The articulating connection is essentially identical at all articulated joints between each platform. At the B-end of the adapter 43 and ramp 44 platforms, upper side bearings 66 are provided to transfer any roll of the platform into the truck bolster and suspension system. Constant contact side bearings are preferably used on the truck bolster in order to both minimize carbody roll relative to the bolster, and to add rotational damping to the truck 51 as an aid to controlling truck “hunting” during high speed operation. FIG. 16 shows the upper 66 and lower 68 side bearing set up, and it can be seen that, unlike normal car building practice, there is no carbody bolster 60 extending beyond the side bearings 66, 68. It is this narrow bolster construction that permits the 37 inch deck height, as use of a carbody bolster 60 would add the thickness of this part to the minimum clearance above the truck side frame 63 that is used.

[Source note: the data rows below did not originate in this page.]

PR #3213, opened 2026-02-06
fix(eol-warnings): fix fallback on major only distro

willmurphyscode:
Previously, there was a bug where rolling distros like alpine:edge would
incorrectly fallback to an EOLed version of alpine, resulting in
spurious EOL warnings. This was fixed by disabling the fallback in the
EOL query. However, this fix introduced a bug where major only distros,
like "Debian 8", would not fall back correctly. Therefore, when fallback
is disabled on the distro, and the minor version is missing, treat
"blank minor version" as part of the query, instead of unintentionally
excluding based on it.

Add a couple more unit tests to OS querying.


kzantow (approved):
LGTM

PR #3224, opened 2026-02-10
fix(db search vuln): missing EPSS/KEV should not be fatal error

willmurphyscode:
Previously, when running 'grype db search vuln ...', especially in a dev environment with only a subset of the real database available, grype would treat missing EPSS or KEV for the vuln as a fatal error. However, this missing auxiliary information should not prevent grype from displaying the vuln at all.

### DIFF
--- a/cmd/grype/cli/commands/internal/dbsearch/affected_packages.go
+++ b/cmd/grype/cli/commands/internal/dbsearch/affected_packages.go
@@ -232,15 +232,11 @@ func findAffectedPackages(reader interface { //nolint:funlen,gocognit
 	// ensures that all paths are handled the same way.
 	defer func() {
 		for i := range allAffectedPkgs {
-			if err := decorateVulnerabilities(reader, &allAffectedPkgs[i]); err != nil {
-				log.WithFields("error", err).Debug("unable to decorate vulnerability on affected package")
-			}
+			decorateVulnerabilities(reader, &allAffectedPkgs[i])
 		}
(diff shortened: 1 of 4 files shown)


cmd/grype/cli/commands/internal/dbsearch/affected_packages.go
```diff
@@ -232,15 +232,11 @@ func findAffectedPackages(reader interface { //nolint:funlen,gocognit
 	// ensures that all paths are handled the same way.
 	defer func() {
 		for i := range allAffectedPkgs {
-			if err := decorateVulnerabilities(reader, &allAffectedPkgs[i]); err != nil {
-				log.WithFields("error", err).Debug("unable to decorate vulnerability on affected package")
-			}
+			decorateVulnerabilities(reader, &allAffectedPkgs[i])
```
spiffcs, line 235: nit: since this is the caller should we have kept `decorateVulnerabilities` signature to return the error and logged here with a warn or non fatal error?

I noticed `findAffectedPackages` has other logging responsibilities and this feels like a message that affected packages should be in control of:

```
unable to decorate vulnerability on affected package: err unable to get EPSS scores
unable to decorate vulnerability on affected package: err unable to get known exploited vulnerabilities
```

The two error messages in decorateVulnerabilities doesn't tell me the impact about what failing to fetch these values actually has on the dbsearch or `findAffectedPackages` execution path

Issue #497, opened 2024-07-18
When a large number of plugins are set, the left sidebar of the designer overflows.


hand-dot:
### Describe the bug
![Untitled](https://github.com/user-attachments/assets/8e9257b8-968e-4ff4-aebb-b723c4b1aaa8)

### To Reproduce

Set a large number of plugins to the designer

### Expected behavior

Make it scrollable

### Your Environment

```markdown
- pdfme package(@pdfme/generator or @pdfme/ui): @pdfme/ui
- pdfme version: latest 
- Operating system: mac
- Node.js version or Browser name & version: latest chrome
```

### Your Error Log

```shell
none
```

hand-dot:
I'm sorry. I forgot to check who was assigned to the issue....

PR #506, opened 2024-07-20
Fix - When a large number of plugins are set, the left sidebar of the designer overflows.

hand-dot:
REF: https://github.com/pdfme/pdfme/issues/497

Before: 
image

After: 
CleanShot 2024-07-20 at 16 55 02


peteward:
ha! I had just done this 😄 

Check [my solution](https://github.com/pdfme/pdfme/pull/506/) it puts the scrollbar on the outside

hand-dot:
@peteward 
Hello, good morning.
Understood. I'll review your modifications and adopt the one that seems best. Please give me a moment.

peteward:
Yes, let's go with yours 👍

PR #508, opened 2024-07-21
Enforce validation: Do not apply schema changes from right sidebar if they are invalid

peteward:
I think this is a decent solution to #354. Originally I was thinking of trying to validate a schema fully on-demand, but I think this approach is a good start and perhaps enough.

In my company, we have problems where users enter and save invalid colors and the rendering fails from their schema. This change prevents invalid attribute values from getting into the schema in the first place, and the most likely cause of these errors is from human input via the designer. 

BEFORE:
You edit a value, change to another field, come back to the previous field and it doesn't show up as invalid.

https://github.com/user-attachments/assets/a4fd6558-8875-4738-a12d-ad35c2564b17

AFTER:

https://github.com/user-attachments/assets/432bb01c-c8aa-4e8b-a3b9-78b032f1b68d

NOTE: There are 2 caveats:
1. When you hover over another schema in the designer it appears to trigger a rerender of the right-hand sidebar and the value is therefore reset. I don't think this is a problem, perhaps a minor bug to look at in the designer.
2. Not every form field will map exactly to the schema keys, but I think in nearly every case it does.

### DIFF
--- a/packages/schemas/src/constants.ts
+++ b/packages/schemas/src/constants.ts
@@ -1,2 +1,2 @@
 export const DEFAULT_OPACITY = 1;
-export const HEX_COLOR_PATTERN = '^#(?:[A-Fa-f0-9]{3,4}|[A-Fa-f0-9]{6}|[A-Fa-f0-9]{8})$';
+export const HEX_COLOR_PATTERN = '^#(?:[A-Fa-f0-9]{6})$';
--- a/packages/ui/src/components/Designer/RightSidebar/DetailView/index.tsx
+++ b/packages/ui/src/components/Designer/RightSidebar/DetailView/index.tsx
@@ -1,6 +1,6 @@
 import FormRender, { useForm } from 'form-render';
 import React, { useContext, useEffect, useState } from 'react';
-import type { Dict, SchemaForUI, PropPanelWidgetProps, PropPanelSchema } from '@pdfme/common';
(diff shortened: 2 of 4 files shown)


packages/schemas/src/constants.ts
```diff
@@ -1,2 +1,2 @@
 export const DEFAULT_OPACITY = 1;
-export const HEX_COLOR_PATTERN = '^#(?:[A-Fa-f0-9]{3,4}|[A-Fa-f0-9]{6}|[A-Fa-f0-9]{8})$';
+export const HEX_COLOR_PATTERN = '^#(?:[A-Fa-f0-9]{6})$';
```
peteward, line 2: the renderer colour formatting only accepts full 6 char hex codes, nothing else works (currently)

packages/ui/src/components/Designer/RightSidebar/DetailView/index.tsx
```diff
@@ -75,22 +76,39 @@ const DetailView = (
...
 
   const handleWatch = (newSchema: any) => {
-    const changes = [];
+    let changes: ChangeSchemaItem[] = [];
     for (let key in newSchema) {
       if (['id', 'content'].includes(key)) continue;
+
+      // [position] Return the flattened position to its original form.
+      if (key === 'x') key = 'position.x';
+      if (key === 'y') key = 'position.y';
```
peteward, line 85: we need to flatten before we check if the value has changed, previously this was comparing against undefined so we always considered `x` and `y` had changed.

hand-dot (approved):
LGTM!

PR #510, opened 2024-07-21
Fix dynamic resizing additional newline

peteward:
`innerText` was returning the value with an additional `\n` on it. 

This was creating an extra line in read-only mode which was making the text shorter than the available space:

`textContent` does not have this additional `\n` on the end.

BEFORE:

https://github.com/user-attachments/assets/1a5cb676-a655-49f1-b214-9b5688efb374


hand-dot (approved):

hand-dot:
Released as 4.2.2!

At the B-end side sills, a roll stabilizer bearing shelf 90 is provided which can withstand high vertical loads. This bearing shelf 90 cooperates with a bearing shoe 92 on the A-end side sills 62 of an adjacent platform 44. This construction, shown best in FIG. 16, results in a roll stabilizer bearing which essentially connects adjacent decks 54 torsionally, which will greatly reduce carbody roll on less than perfect track. This is particularly important where trailers 82 are being carried bridging an articulated joint, because this construction reduces racking of the trailer 82 that relative roll could otherwise induce.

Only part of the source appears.